PR #1466, opened 2023-10-24
Test changes from https://github.com/FluxML/ZygoteRules.jl/pull/26

ToucheSir:
We have both Zygote's own CI and downstream tests here, so it'll be much easier to see what the impact is.

### PR Checklist

- [ ] Tests are added

### DIFF
--- a/src/Zygote.jl
+++ b/src/Zygote.jl
@@ -6,6 +6,11 @@ using LinearAlgebra: copytri!, AbstractTriangular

__TASK__. Take the line that contains "We have both" and every line after it to the end of the entries above, and reproduce them exactly.

__SOLUTION__.
We have both Zygote's own CI and downstream tests here, so it'll be much easier to see what the impact is.

### PR Checklist

- [ ] Tests are added

### DIFF
--- a/src/Zygote.jl
+++ b/src/Zygote.jl
@@ -6,6 +6,11 @@ using LinearAlgebra: copytri!, AbstractTriangular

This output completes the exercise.